Bérénice Bejo fra il regista Hazanavicius e Romain Duris

In Hazanavicius, non sempre molto amato da una certa critica, convivono comicità e astuzia in un doppio sguardo, davanti e dietro la macchina da presa, che centra in pieno da un lato l’aspetto cameratesco delle relazioni sul set e dall’altro la celebrazione del cinema come sforzo collettivo, il tutto mantenendo sempre una grande capacità di sorprendere e giocare con il genere, grazie all’amore e alla passione per il cinema.
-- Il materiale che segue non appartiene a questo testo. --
PR #8671, opened 2025-07-09
fs: correct conditions of DoneTransferring. fixes #8670

### LINKED ISSUE #8670: The fs/accounting/stats module fails to function correctly when transfers==1.
The stats counter reseting in accounting/stats.go is triggered when.
The transfer/checker worker counter all is 0.

When transfers=1 is configured, after the checker completes its scan and exits,
the transfer switching triggers this reset condition.

https://github.com/rclone/rclone/blob/b7c6268d3e3f33ab3c6ca2bc0d2f98a60ed72105/fs/accounting/stats.go#L830-L835

This should include a check to see if the transfer queue is empty.

Another related bug: the state management for stats.average
is also broken. The _stopAverageLoop method doesn't reset
the s.average.started flag.

Transfer speed and ETA time is not update correctly.

```
rclone v1.71.0.1
- os/version: darwin 12.7.6 (64 bit)
- os/kernel: 21.6.0 (x86_64)
- os/type: darwin
- os/arch: amd64
- go/version: go1.24.4
- go/linking: dynamic
- go/tags: none
```

LInux & Mac OSX

```
rclone copy -Pv --transfers=1 --bwlimit=10m a b
```

is:

Fix issue #8670 

#### Checklist


ncw:
@darthShadow do you want to give this a review?

fs/accounting/stats.go
```diff
@@ -829,7 +830,8 @@ func (s *StatsInfo) DoneTransferring(remote string, ok bool) {
 		s.transfers++
 		s.mu.Unlock()
 	}
-	if s.transferring.empty() && s.checking.empty() {
+
+	if s.transferring.empty() && s.checking.empty() && s.transferQueue == 0 {
```
darthShadow: This goes back again to the earlier point of how we want to calculate the averages. Whether only for the duration that something is actually transferring or even during the period when something is queued but not actually being transferred (possibly with `--check-first`?)

is: I can roughly get your point... The problem is that after _stopAverageLoop, the loop cannot be restarted because s.average.started was not reset.

I'll revert the changes here, keep the _stopAverageLoop modifications, and resubmit the PR.

darthShadow (approved):

fs/accounting/stats.go
darthShadow: Thanks. I will keep this conversation open for @ncw to take a look in case he feels differently but otherwise, it looks fine and I have approved the change.

ncw:
Thanks for doing this @is and thanks for the review @darthShadow 

I'll merge this now.

PR #8678, opened 2025-07-11
Markdown format lint

albertony:

The purpose is to make sure our Markdown files are using valid syntax. But also, the more challenging task: That they use consistent syntax where there are multiple Markdown dialects or there are multiple valid alternatives.

I ran a linter tool on a selected set of Markdown files, adjusted configuration to something I found reasonable, fixed the reported problems and committed the changed Markdown files. Then I added a step to our pull request lint check that runs the same automatically.

The linter used in CI is the GitHub Action created by David Anson: https://github.com/DavidAnson/markdownlint-cli2-action. It is based on the command line tool https://github.com/DavidAnson/markdownlint-cli2, which in turn is based on the linter library https://github.com/DavidAnson/markdownlint, which in turn is built around the parser library https://github.com/micromark/micromark. There is also a VSCode extension https://github.com/DavidAnson/vscode-markdownlint, which is based on the same markdownlint-cli2 tool as the GitHub Action, and therefore also shares the same linter rule configuration.

Linter rules are configured in `.markdownlint.yml` at the root.

I should probably also write something in the contributing documentation, but I can do that once this is settled.

PS: Currently contains the changes from https://github.com/rclone/rclone/pull/8676 to avoid git conflicts, if not that gets merged first I can remove them.

Based on suggestion in https://github.com/rclone/rclone/pull/8669#issuecomment-3055648783, and following discussion.

#### Checklist


albertony:
I just had an idea: What if we executed the Markdown updating locally first, couldn't we then perform linting on all the markdown files - including those that are autogenerated and contain autogenerated sections?

I think we need to build the rclone binary then, since the command docs updating procedure needs to run it, but with github caching and all the previous golangci-lint steps, maybe creating the rclone binary is not that much extra effort (i.e. time to run the lint job).

Shouldn't doing the following be enough to generate all relevant Markdowns (as `MANUAL.md` target depends on `commanddocs`, `backenddocs` and `rcdocs`)?

```sh
make && make MANUAL.md
```

What do you think @ncw?

albertony:
Another thing... 

I found the reason for the header anchors format not being compatible with GitHub. We have configured Hugo to use the the legacy [blackfriday](https://gohugo.io/functions/urls/anchorize/#blackfriday) variant of anchorize function:

https://github.com/rclone/rclone/blob/5e539c6a7209c2e797966b6478d382bc3d495386/docs/config.json#L30

This is:

> Provided for backwards compatibility with Hugo v0.59.1 and earlier. This option will be removed in a future release.

Hugo version [0.60](https://github.com/gohugoio/hugo/releases/tag/v0.60.0), released Nov 27, 2019 replaced the Markdown processor, from "Blackfriday" to the current "Goldmark":

> [Goldmark](https://github.com/yuin/goldmark/) by [@yuin](https://github.com/yuin) is now the new default library used for Markdown in Hugo. It's CommonMark compliant and GitHub flavored, and both fast and flexible. Blackfriday, the old default, has served us well, but there have been formatting and portability issues that were hard to work around. The "CommonMark compliant" part is the main selling feature of Goldmark, but with that you also get attribute syntax on headers and code blocks (for code blocks you can turn on/off line numbers and highlight line ranges), strikethrough support and an improved and configurable implementation of TableOfContents.

Switching to the default anchorize function, should let us lint including the rule "MD051/link-fragments". The default is named "github":

> Compatible with GitHub. This is the default.

Getting a verification of the links is perhaps one of the more important advantages of doing linting on the Markdowns. And with the statement that the legacy option we use are being removed, maybe we should consider switching to the default? Would be some work, of course, but with help of the linter and some magic regex searches etc, should be doable. The major downside is that direct links to headers on rclone.org from external sites would break... 

Edit: I added a commit to this PR where I updated the section about writing documentation in the contributing docs, with a note regarding the above finding and also some more other details..

ncw:
> I just had an idea: What if we executed the Markdown updating locally first, couldn't we then perform linting on all the markdown files - including those that are autogenerated and contain autogenerated sections?
> 
> I think we need to build the rclone binary then, since the command docs updating procedure needs to run it, but with github caching and all the previous golangci-lint steps, maybe creating the rclone binary is not that much extra effort (i.e. time to run the lint job).

Building the rclone binary takes not a lot of time.
 
> Shouldn't doing the following be enough to generate all relevant Markdowns (as `MANUAL.md` target depends on `commanddocs`, `backenddocs` and `rcdocs`)?
> 
> ```shell
> make && make MANUAL.md
> ```

`make doc` is what I would usually type. That should build rclone as part of `rcdocs`

Ideally I'd be able to run this locally too as I rely on `make check` to tell me if I've messed something up, say `make docscheck` or something like that.

I can work on that later if you want; it will be slightly complicated by the fact that `make doc` changes checked in files.

albertony:
> I've looked carefully through those changes and they look fantastic to me :-)

Thanks! 😊 

> I see how many ways I've abused markdown over the years and I see the linter caught some nice bugs too.

Well, we can blame some on Markdown historically lacking a formal syntax definition, and also that there are different "dialects", and to some degree ambiguity (like writing lists and code blocks), so this is not so much about fixing invalid Markdown but more about making it consistent across the project.

> Building the rclone binary takes not a lot of time.
> 
> > Shouldn't doing the following be enough to generate all relevant Markdowns (as `MANUAL.md` target depends on `commanddocs`, `backenddocs` and `rcdocs`)?
> > ```shell
> > make && make MANUAL.md
> > ```
> 
> `make doc` is what I would usually type. That should build rclone as part of `rcdocs`

Ah yes, only need the single command, rclone will be built as a dependency. Actually, `make MANUAL.md` is the minimal command when only Markdown content are relevant. The `make doc` in addition generates `rclone.1`, `MANUAL.html` and `MANUAL.txt`, which shouldn't matter much, however that relies on pandoc command so if only done to be able to do markdown linting we might want to save the few seconds by not installing pandoc on the GitHub runner and run it, although probably not a big difference.

> Ideally I'd be able to run this locally too as I rely on `make check` to tell me if I've messed something up, say `make docscheck` or something like that.

I see. There are extensions for VSCode, Sublime, Vim and Emacs, listed in <https://github.com/DavidAnson/markdownlint>. However, it is not the same as being able to run a `make docscheck` command, I see your point. It would be easy to just run the official CLI tool <https://github.com/DavidAnson/markdownlint-cli2>, unfortunately it is a Node.js tool so need to be `npm install`-ed (a single-binary executable would be nice).

> I think we should merge this ASAP before it bitrots - please do so when happy!

Let's do this. I've rebased this PR on master, and added a small note in the contribution docs regarding the markdown linter, so I will merge it soon...

> I can work on that later if you want; it will be slightly complicated by the fact that make doc changes checked in files.

And yes, lets iterate further on the remaining parts later. Having a strategy for the generated parts would be really nice. Unless there are regressions or we see any other important issues that are important, I will probably not be able to start on new tasks for a couple of weeks, so feel free to do so.. 🌴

Non è certo la prima volta che il cinema giapponese funge da fonte ispiratrice per dei remake, basti pensare a Rashomon di Akira Kurosawa che vincerà il Leone d’Oro a Venezia nel 1951 e poi l’Oscar come miglior film straniero l’anno successivo. Un film dove i flashback assumono un ruolo fondamentale, tutti raccontano una verità partendo da un tempo diverso. Stravolgere il tempo, mantenendo però lo stesso filo narrativo, ha ispirato numerosi film come L’oltraggio di Martin Ritt o Quante volte… quella notte di Mario Bava o La comare secca di Bernardo Bertolucci. Sempre di Kurosawa l’altro film cult I sette Samurai, del 1956 che ispirò l’altrettanto famoso e celebrato I magnifici sette di John Sturges girato nel 1960 lungo la frontiera che divide il Messico dagli Stati Uniti con i protagonisti che da tradizionali samurai diventano impavidi pistoleri. Stessa sorte per La sfida del samurai (Yojimbo) sempre di Akira Kurosawa, film del 1961 che ispirò un altro western mitico come Per un pugno di dollari di Sergio Leone del 1964. Remake non dichiarato espressamente, anche se il regista giapponese a suo tempo rivendicò i diritti del film (che non erano stati pagati).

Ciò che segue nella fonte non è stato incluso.